EXERCISE BRIEF: What the task needs is every record repeated exactly, nothing more.

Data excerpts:
__________________________________________________

Issue #130, opened 2026-01-14
Ollama truncates prompts to 4096 tokens regardless of model capability


pvliesdonk:
## Problem

When using Ollama with models that have large context windows (e.g., `gpt-oss:120b`), prompts are being truncated to 4096 tokens:

```
ai-ollama  | time=2026-01-14T17:06:04.640Z level=WARN source=runner.go:186 msg="truncating input prompt" limit=4096 prompt=4424 keep=4 new=4096
```

This happens because Ollama defaults to 4096 tokens unless `num_ctx` is explicitly set.

## Broader Need: Context Budget Awareness

Beyond fixing truncation, we need context window size programmatically available so later stages can:
- Inject more or less prior context based on available space
- Make intelligent decisions about what to include in prompts
- Avoid silent truncation that degrades output quality

Context varies wildly across providers:
| Provider | Typical Context |
|----------|----------------|
| Ollama (varies) | 8k - 128k |
| OpenAI gpt-4o | 128k |
| Anthropic Claude | 200k |
| Gemini | 1M+ |

### LangChain ChatOllama
- Supports `num_ctx` parameter directly
- Default is 2048 (LangChain) or 4096 (Ollama server)
- Docs: https://reference.langchain.com/python/integrations/langchain_ollama/

### Ollama API
- `/api/show` returns model metadata including context length
- Can query at runtime for Ollama models

### OpenAI/Anthropic
- No runtime API to query context - must use known values
- Well-documented per model

### 1. Add `ModelInfo` dataclass

```python
@dataclass
class ModelInfo:
    """Model capabilities and limits."""
    context_window: int  # Max tokens
    supports_tools: bool = True
    supports_vision: bool = False
```

### 2. Provider returns `ModelInfo` alongside model

```python
def create_chat_model(...) -> tuple[BaseChatModel, ModelInfo]:
    ...
```

Or attach to model as metadata.

### 3. Known context windows (fallback/override)

```python
KNOWN_CONTEXT_WINDOWS = {
    "openai": {
        "gpt-4o": 128_000,
        "gpt-4o-mini": 128_000,
        "gpt-4-turbo": 128_000,
    },
    "anthropic": {
        "claude-3-5-sonnet": 200_000,
        "claude-3-opus": 200_000,
    },
    "ollama": {
        "qwen3:8b": 32_768,
        # Query /api/show for unknown models
    },
}
```

### 4. Ollama: Query or configure

For Ollama, either:
[...]

PR #473, opened 2026-01-31
fix: Ollama concurrency control and smart model eviction

pvliesdonk:
## Problem

Three issues when running QuestFoundry with Ollama:

1. **Server overload**: `_serialize_beats_per_path()` fires `asyncio.create_task()` for all paths simultaneously with no concurrency limit. With 6+ paths, this floods Ollama with concurrent GPU inference requests, overwhelming the server and causing hangs/crashes.

2. **VRAM exhaustion**: When different Ollama models are used for discuss/summarize/serialize phases (hybrid provider configuration), the outgoing model stays loaded in VRAM for 5 minutes (Ollama's default `keep_alive`). Both models compete for GPU memory.

3. **Hardcoded num_ctx**: Context window is hardcoded to 32768 regardless of model capability. Models with different configured context windows get the wrong value. (#130)

### Fix 1: Concurrency limiter
- Add `asyncio.Semaphore(max_concurrency=2)` to `_serialize_beats_per_path()` in `serialize.py`
- All paths still get tasks created, but only `max_concurrency` run simultaneously
- Default of 2 allows pipelining without flooding Ollama (whose `OLLAMA_NUM_PARALLEL` defaults to 1)

### Fix 2: Smart model eviction
- Add `unload_ollama_model()` utility that sends `POST /api/generate` with `keep_alive=0` to immediately unload a model from VRAM
- Orchestrator compares resolved provider strings across discuss/summarize/serialize phases
- When models differ, builds async unload hooks; when same model, hooks are no-ops
- Stages (Dream, Brainstorm, Seed, Dress) call hooks between phase transitions
- GROW/FILL stages unaffected (single-model, no three-phase pattern)

### Fix 3: Dynamic num_ctx from Ollama
- Add `_query_ollama_num_ctx()` that queries Ollama's `/api/show` endpoint at model creation time
- Extracts `num_ctx` from the model's Modelfile `parameters` field (the configured value)
- Falls back to architecture `context_length` from `model_info` if parameters lacks num_ctx
- Falls back to 32768 if query fails (Ollama unreachable, model not found)
- Explicit `num_ctx` kwarg still takes precedence over the query

### Edge cases handled
- Same model all phases: no unload calls (no-op hooks)
- Ollama→OpenAI switch: unloads the Ollama model
- OpenAI→Ollama: no unload needed
- Non-Ollama providers: utility silently returns
- Unload failure: logged as warning, non-fatal
- Ollama unreachable for /api/show: falls back to 32768

## Not Included / Future PRs
- Server-side `OLLAMA_NUM_PARALLEL` configuration guidance (docs)
- Making `max_concurrency` configurable via project.yaml

## Test Plan
- `uv run pytest tests/unit/test_provider_factory.py -x -q` — 71 tests pass (includes 4 unload tests + 5 num_ctx query tests)
- `uv run pytest tests/unit/test_serialize.py::TestSerializeBeatsPerPathConcurrency -x -q` — 1 test passes
- `uv run mypy src/` and `uv run ruff check src/` clean

## Risk / Rollback
- Semaphore default of 2 is conservative; can be increased if needed
- Unload hooks are no-ops when all phases use the same provider (most common case)
- Unload failures are non-fatal (warning logged, pipeline continues)
- num_ctx query adds one sync HTTP call at model creation; 10s timeout with graceful fallback

### DIFF
--- a/src/questfoundry/agents/serialize.py
+++ b/src/questfoundry/agents/serialize.py
@@ -652,10 +652,14 @@ async def _serialize_beats_per_path(
     max_retries: int,
     callbacks: list[BaseCallbackHandler] | None,
     on_phase_progress: PhaseProgressFn | None = None,
+    max_concurrency: int = 2,
 ) -> tuple[list[dict[str, Any]], int]:
-    """Serialize beats for all paths in parallel.
+    """Serialize beats for all paths with bounded concurrency.
 
-    Uses asyncio.gather() to run per-path serialization concurrently.
+    Creates tasks for all paths but limits how many run simultaneously
+    using an asyncio.Semaphore.  Default of 2 prevents flooding Ollama
+    (whose OLLAMA_NUM_PARALLEL defaults to 1) while still allowing
+    pipelining.
 
     Args:
         model: Chat model to use.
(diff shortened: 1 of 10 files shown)


pvliesdonk:
## Addressing review comments

**Re: orchestrator closure scope (line 516)** — This is not a bug. Both `unload_after_discuss` and `unload_after_summarize` are local variables defined inside `run_stage()` at lines 503-504. They're initialized to `_noop` on every call, then conditionally redefined. No state leaks between `run_stage()` invocations since Python scopes these to the function body, not the instance.

**Re: seed.py unload timing (line 391)** — Acknowledged as non-blocking. Current approach is correct — unloading happens before first serialize attempt. Moving it earlier would save minimal VRAM time since the gap between summarize completion and first serialize is negligible.

**Re: factory.py broad exception (line 307)** — Agreed, keeping as-is. Cleanup operations should not break the pipeline.

All CI checks green (codecov/patch is coverage threshold, non-blocking).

__________________________________________________

RESULT:
Issue #130, opened 2026-01-14
Ollama truncates prompts to 4096 tokens regardless of model capability


pvliesdonk:
## Problem

When using Ollama with models that have large context windows (e.g., `gpt-oss:120b`), prompts are being truncated to 4096 tokens:

```
ai-ollama  | time=2026-01-14T17:06:04.640Z level=WARN source=runner.go:186 msg="truncating input prompt" limit=4096 prompt=4424 keep=4 new=4096
```

This happens because Ollama defaults to 4096 tokens unless `num_ctx` is explicitly set.

## Broader Need: Context Budget Awareness

Beyond fixing truncation, we need context window size programmatically available so later stages can:
- Inject more or less prior context based on available space
- Make intelligent decisions about what to include in prompts
- Avoid silent truncation that degrades output quality

Context varies wildly across providers:
| Provider | Typical Context |
|----------|----------------|
| Ollama (varies) | 8k - 128k |
| OpenAI gpt-4o | 128k |
| Anthropic Claude | 200k |
| Gemini | 1M+ |

### LangChain ChatOllama
- Supports `num_ctx` parameter directly
- Default is 2048 (LangChain) or 4096 (Ollama server)
- Docs: https://reference.langchain.com/python/integrations/langchain_ollama/

### Ollama API
- `/api/show` returns model metadata including context length
- Can query at runtime for Ollama models

### OpenAI/Anthropic
- No runtime API to query context - must use known values
- Well-documented per model

### 1. Add `ModelInfo` dataclass

```python
@dataclass
class ModelInfo:
    """Model capabilities and limits."""
    context_window: int  # Max tokens
    supports_tools: bool = True
    supports_vision: bool = False
```

### 2. Provider returns `ModelInfo` alongside model

```python
def create_chat_model(...) -> tuple[BaseChatModel, ModelInfo]:
    ...
```

Or attach to model as metadata.

### 3. Known context windows (fallback/override)

```python
KNOWN_CONTEXT_WINDOWS = {
    "openai": {
        "gpt-4o": 128_000,
        "gpt-4o-mini": 128_000,
        "gpt-4-turbo": 128_000,
    },
    "anthropic": {
        "claude-3-5-sonnet": 200_000,
        "claude-3-opus": 200_000,
    },
    "ollama": {
        "qwen3:8b": 32_768,
        # Query /api/show for unknown models
    },
}
```

### 4. Ollama: Query or configure

For Ollama, either:
[...]

PR #473, opened 2026-01-31
fix: Ollama concurrency control and smart model eviction

pvliesdonk:
## Problem

Three issues when running QuestFoundry with Ollama:

1. **Server overload**: `_serialize_beats_per_path()` fires `asyncio.create_task()` for all paths simultaneously with no concurrency limit. With 6+ paths, this floods Ollama with concurrent GPU inference requests, overwhelming the server and causing hangs/crashes.

2. **VRAM exhaustion**: When different Ollama models are used for discuss/summarize/serialize phases (hybrid provider configuration), the outgoing model stays loaded in VRAM for 5 minutes (Ollama's default `keep_alive`). Both models compete for GPU memory.

3. **Hardcoded num_ctx**: Context window is hardcoded to 32768 regardless of model capability. Models with different configured context windows get the wrong value. (#130)

### Fix 1: Concurrency limiter
- Add `asyncio.Semaphore(max_concurrency=2)` to `_serialize_beats_per_path()` in `serialize.py`
- All paths still get tasks created, but only `max_concurrency` run simultaneously
- Default of 2 allows pipelining without flooding Ollama (whose `OLLAMA_NUM_PARALLEL` defaults to 1)

### Fix 2: Smart model eviction
- Add `unload_ollama_model()` utility that sends `POST /api/generate` with `keep_alive=0` to immediately unload a model from VRAM
- Orchestrator compares resolved provider strings across discuss/summarize/serialize phases
- When models differ, builds async unload hooks; when same model, hooks are no-ops
- Stages (Dream, Brainstorm, Seed, Dress) call hooks between phase transitions
- GROW/FILL stages unaffected (single-model, no three-phase pattern)

### Fix 3: Dynamic num_ctx from Ollama
- Add `_query_ollama_num_ctx()` that queries Ollama's `/api/show` endpoint at model creation time
- Extracts `num_ctx` from the model's Modelfile `parameters` field (the configured value)
- Falls back to architecture `context_length` from `model_info` if parameters lacks num_ctx
- Falls back to 32768 if query fails (Ollama unreachable, model not found)
- Explicit `num_ctx` kwarg still takes precedence over the query

### Edge cases handled
- Same model all phases: no unload calls (no-op hooks)
- Ollama→OpenAI switch: unloads the Ollama model
- OpenAI→Ollama: no unload needed
- Non-Ollama providers: utility silently returns
- Unload failure: logged as warning, non-fatal
- Ollama unreachable for /api/show: falls back to 32768

## Not Included / Future PRs
- Server-side `OLLAMA_NUM_PARALLEL` configuration guidance (docs)
- Making `max_concurrency` configurable via project.yaml

## Test Plan
- `uv run pytest tests/unit/test_provider_factory.py -x -q` — 71 tests pass (includes 4 unload tests + 5 num_ctx query tests)
- `uv run pytest tests/unit/test_serialize.py::TestSerializeBeatsPerPathConcurrency -x -q` — 1 test passes
- `uv run mypy src/` and `uv run ruff check src/` clean

## Risk / Rollback
- Semaphore default of 2 is conservative; can be increased if needed
- Unload hooks are no-ops when all phases use the same provider (most common case)
- Unload failures are non-fatal (warning logged, pipeline continues)
- num_ctx query adds one sync HTTP call at model creation; 10s timeout with graceful fallback

### DIFF
--- a/src/questfoundry/agents/serialize.py
+++ b/src/questfoundry/agents/serialize.py
@@ -652,10 +652,14 @@ async def _serialize_beats_per_path(
     max_retries: int,
     callbacks: list[BaseCallbackHandler] | None,
     on_phase_progress: PhaseProgressFn | None = None,
+    max_concurrency: int = 2,
 ) -> tuple[list[dict[str, Any]], int]:
-    """Serialize beats for all paths in parallel.
+    """Serialize beats for all paths with bounded concurrency.
 
-    Uses asyncio.gather() to run per-path serialization concurrently.
+    Creates tasks for all paths but limits how many run simultaneously
+    using an asyncio.Semaphore.  Default of 2 prevents flooding Ollama
+    (whose OLLAMA_NUM_PARALLEL defaults to 1) while still allowing
+    pipelining.
 
     Args:
         model: Chat model to use.
(diff shortened: 1 of 10 files shown)


pvliesdonk:
## Addressing review comments

**Re: orchestrator closure scope (line 516)** — This is not a bug. Both `unload_after_discuss` and `unload_after_summarize` are local variables defined inside `run_stage()` at lines 503-504. They're initialized to `_noop` on every call, then conditionally redefined. No state leaks between `run_stage()` invocations since Python scopes these to the function body, not the instance.

**Re: seed.py unload timing (line 391)** — Acknowledged as non-blocking. Current approach is correct — unloading happens before first serialize attempt. Moving it earlier would save minimal VRAM time since the gap between summarize completion and first serialize is negligible.

**Re: factory.py broad exception (line 307)** — Agreed, keeping as-is. Cleanup operations should not break the pipeline.

All CI checks green (codecov/patch is coverage threshold, non-blocking).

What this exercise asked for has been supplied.